**EXERCISE AIM:** When a line of the entries contains the word "Verifiable", report that line.

**PROVIDED RECORDS:**
....

PR #42, opened 2022-01-20
Unambiguously state that fixing problems is in scope

### LINKED ISSUE #22: Fixing problems identified through using the 1.0 and 1.1 specs must be in scope
Several problems have been identified when people tried to use the 1.0 specification.  Some of these are ambiguities, resulting in different interpretations by different implementers.  Some of them are conflicts between normative text.  All potentially reduce interoperability among implementations.  Fixing these problems needs to be explicitly within scope, even in cases where the fix involves changing normative requirements relative to the previous specifications.

Please make fixing problems present in the earlier specifications explicitly within scope.

selfissued:
Fixes #22

### DIFF
--- a/index.html
+++ b/index.html
@@ -146,12 +146,15 @@ the Web.
 The <b>scope</b> of the Verifiable Credentials Working Group is:
         </p>
         <ul>
-          <li>Addressing errata found in previous versions of the Verifiable Credentials Data Model</li>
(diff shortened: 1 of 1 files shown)


kdenhartog (approved):

iherman (approved):

iherman:
@Sakurann, I cannot yet call on you for review (per github's interface) but I would prefer you did it nevertheless...

brentzundel (approved):

Sakurann (approved):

....

**ANSWER TO THIS EXERCISE:**
 The <b>scope</b> of the Verifiable Credentials Working Group is:
-          <li>Addressing errata found in previous versions of the Verifiable Credentials Data Model</li>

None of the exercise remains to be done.